[Aim of the task]
Lines holding the string "following" are the ones to copy; find them all in the data.

[Exercise data]
Issue #6, opened 2017-12-14
Improve instructions for installation during development


rohithasrk:

abbyck:
I would like to improve that

nemesisdesign:
@rohithasrk could we add some detail on what needs to be done? Shall we turn this into a GCI task?

rohithasrk:
@nemesisdesign Yeah. Can be a GCI task

nemesisdesign:
We should replace the line `python setup.py develop` with `pip install -e .[users]`, which will automatically install openwisp-users, which depends on django and will install the right version of django.

nemesisdesign:
Added a task for this

abbyck:
Oops. I missed your reply @nemesisdesign. If I recall correctly I deleted a comment that I made in between that I will fix this issue. Sorry for the mention :)

nemesisdesign:
lots of GCI students have been able to contribute to this module in the last 2 years, I think the README now is good enough so I'm closing this issue

PR #11, opened 2018-01-07
Improved installation instructions

UtkarshVerma:
Implemented the explicit usage of `python3` and also added a few module installations in `requirements-test.txt`.

### DIFF
--- a/README.rst
+++ b/README.rst
@@ -225,7 +225,7 @@ Add ``openwisp_utils.staticfiles.DependencyFinder`` to ``TEMPLATES_LOADERS`` in 
 Installing for development
 --------------------------
 
-To install openwisp-utils, you must have python3 installed.
+To install openwisp-utils, you must have python3 installed, since Django 2.0 is going to be used and it isn't supported by python2.7.
 
 Install sqlite:
 
--- a/README.rst
+++ b/README.rst
@@ -73,7 +73,7 @@ If you want to contribute, install your cloned fork:
 
     git clone git@github.com:<your_fork>/openwisp-utils.git
     cd openwisp-utils
-    python setup.py develop
+    python3 setup.py develop
 
 Using the utilities in OpenWISP modules
 ---------------------------------------
@@ -225,6 +225,8 @@ Add ``openwisp_utils.staticfiles.DependencyFinder`` to ``TEMPLATES_LOADERS`` in 
 Installing for development
 --------------------------
 
+To install openwisp-utils, you must have python3 installed.
+
 Install sqlite:
 
 .. code-block:: shell
@@ -237,21 +239,21 @@ Install your forked repo:
 
     git clone git://github.com/<your_fork>/openwisp-utils
     cd openwisp-utils/
-    python setup.py develop
+    python3 setup.py develop
 
 Install test requirements:
 
 .. code-block:: shell
 
-    pip install -r requirements-test.txt
+    pip3 install -r requirements-test.txt
 
 Create database:
 
 .. code-block:: shell
 
     cd tests/
-    ./manage.py migrate
-    ./manage.py createsuperuser
+    python3 manage.py migrate
+    python3 manage.py createsuperuser
 
 Set ``EMAIL_PORT`` in ``settings.py`` to a port number (eg: ``1025``):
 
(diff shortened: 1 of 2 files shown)


UtkarshVerma:
Solves the issue #6

h0n3yc4k3:
I think that you should left *python*, instead of *python3*
Because I think that you should use virtualenv (from my experience)

UtkarshVerma:
Yes, that is how I do it. But instructions are always supposed to be written in a basic and clear manner. Here python3 reminds the user that python3 is being used. It's up to him to use virtualenv or not

UtkarshVerma:
Yes, that is how I do it. But instructions are always supposed to be written in a basic and clear manner. Here python3 reminds the user that python3 is being used. It's up to him to use virtualenv or not

README.rst
```diff
@@ -73,7 +73,7 @@ If you want to contribute, install your cloned fork:
 
     git clone git@github.com:<your_fork>/openwisp-utils.git
```
h0n3yc4k3: I think *<your_username>* will be better, than *<your_fork>* but it is nit-picking :P

UtkarshVerma:
Yes, that is how I do it. But instructions are always supposed to be written in a basic and clear manner. Here python3 reminds the user that python3 is being used. It's up to him to use virtualenv or not

UtkarshVerma:
Yes, that is how I do it. But instructions are always supposed to be written in a basic and clear manner. Here python3 reminds the user that python3 is being used. It's up to him to use virtualenv or not

README.rst
```diff
@@ -263,17 +265,17 @@ Launch development server and SMTP deubgging server:
...
+    python3 -m smtpd -n -c DebuggingServer localhost:1025
 
 You can access the admin interface of the test project at http://127.0.0.1:8000/admin/.
 
 Run tests with:
 
 .. code-block:: shell
 
-    ./runtests.py
+    python3 runtests.py
```
h0n3yc4k3: If you will use virtualenv then you dont need to replace it :)

h0n3yc4k3:
But you can just specify which version of the python is working correctly

README.rst
UtkarshVerma: I know that. But still thanks.

README.rst
UtkarshVerma: Nitpicking is also necessary.

h0n3yc4k3:
And I know that @nemesisdesign like when you squash your commits and choose name of guidelines like *[docs] Updated README* :)

UtkarshVerma:
Fixes #6

README.rst
```diff
@@ -237,21 +239,21 @@ Install your forked repo:
 
     git clone git://github.com/<your_fork>/openwisp-utils
     cd openwisp-utils/
-    python setup.py develop
```
h0n3yc4k3: @nemesisdesign said: we should replace the line `python setup.py develop` with `pip install -e .[users]`, which will automatically install openwisp-users, which depends on django and will install the right version of django
Did you take this opinion into account?

UtkarshVerma: No

README.rst
nemesisdesign: don't do this please

README.rst
nemesisdesign: @h0n3yc4k3 is right

UtkarshVerma: ok, will test it on a new virtualenv and make the necessary commits

README.rst
UtkarshVerma: Ok, but just for reference purposes, why?

h0n3yc4k3: Maybe he too should just introduce for virtualenv ?

UtkarshVerma: Yeah, I was thinking about that

README.rst
UtkarshVerma: @nemesisdesign @h0n3yc4k3 the `pip install -e .[users]` fetched Django 2.0 as well

h0n3yc4k3: Yes, default installing on python2 produce error **AttributeError: 'module' object has no attribute 'lru_cache'** because it try to install django2 by default (which not supported).

But you can add note like "If you are using python2 then you shoud run `pip install django~=1.0` (or any 2>django>=1.8) before `pip install -e .[users]`" (for bypassing installing django2)
I didnt check comptability, but it installed :D I'll check it

PR #13, opened 2018-08-19
BaseSerializer Implemented

### LINKED ISSUE #12: Implement a base serializer class for API views
Django-rest-framework, which has been used to create API views, does not call the `full_clean` method under models, this means that custom model validations would not run on API views while creating or updating records. We need to create a base serializer class which can be extended to other apps.

atb00ker:
Added new file `openwisp_utils/api/serializers.py` and implemented a base serializer that can be used in other projects.

Fixes #12

### DIFF
--- a/openwisp_utils/api/serializers.py
+++ b/openwisp_utils/api/serializers.py
@@ -1,0 +1,14 @@
+from django.core.exceptions import ImproperlyConfigured
+
+try:
+    from rest_framework import serializers
+except ImportError:  # pragma: nocover
+    raise ImproperlyConfigured('Django REST Framework is required to use '
+                               'this feature but it is not installed')
+
+
+class ValidatedModelSerializer(serializers.ModelSerializer):
+    def validate(self, data):
+        instance = self.instance or self.Meta.model(**data)
+        instance.full_clean()
+        return data
--- a/requirements-test.txt
+++ b/requirements-test.txt
@@ -4,3 +4,4 @@ isort
 flake8
 # For testing Dependency loaders
 django_netjsonconfig
+djangorestframework>=3.8.2,<3.9
--- a/tests/test_project/models.py
+++ b/tests/test_project/models.py
@@ -1,3 +1,4 @@
+from django.core.exceptions import ValidationError
 from django.db import models
 from django.utils.translation import ugettext_lazy as _
 from openwisp_users.mixins import OrgMixin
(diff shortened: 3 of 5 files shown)


setup.py
```diff
@@ -33,7 +33,7 @@
     packages=find_packages(exclude=['tests', 'docs']),
     include_package_data=True,
     zip_safe=False,
-    install_requires=['django-model-utils'],
+    install_requires=['django-model-utils', 'djangorestframework'],
```
nemesisdesign: not all the packages using `openwisp-utils` have APIs and adding this here would make them download DRF even when not needed.

I suggest the following solution:

- remove this requirement here
- add djangorestframework to `requirements-test.txt`
- add a try/except `ImportError` block when you import `serializers` in `openwisp_utils/api/serializers.py`, see my other comment

openwisp_utils/api/serializers.py
```diff
@@ -0,0 +1,8 @@
+from rest_framework import serializers
```
nemesisdesign: following the text of the other comment, here you could do something like:

```python
try:
    from rest_framework import serializers
except ImportError:  # pragma: nocover
    import sys
    print('Django REST Framework is required to use this feature but it is not installed')
    sys.exit(1)
```

atb00ker: How about using django's abstraction for this?

```
from django.core.exceptions import ImproperlyConfigured

try:
    from rest_framework import serializers
except ImportError:  # pragma: nocover
    raise ImproperlyConfigured('Django REST Framework is required to use this feature but it is not installed')
```

nemesisdesign: sure, a lot better! :+1:

atb00ker:
Made the required changes. :smile:

openwisp_utils/api/serializers.py
```diff
@@ -0,0 +1,14 @@
+from django.core.exceptions import ImproperlyConfigured
+
+try:
+    from rest_framework import serializers
+except ImportError:  # pragma: nocover
+    raise ImproperlyConfigured(
+        'Django REST Framework is required to use this feature but it is not installed')
```
nemesisdesign: we usually break this kind of code into multiple lines with something like:

```python
raise ImproperlyConfigured('Django REST Framework is required to use '
                           'this feature but it is not installed')
```

Could you update these 2 lines for consistency reasons please?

[Task output]
I suggest the following solution:
nemesisdesign: following the text of the other comment, here you could do something like:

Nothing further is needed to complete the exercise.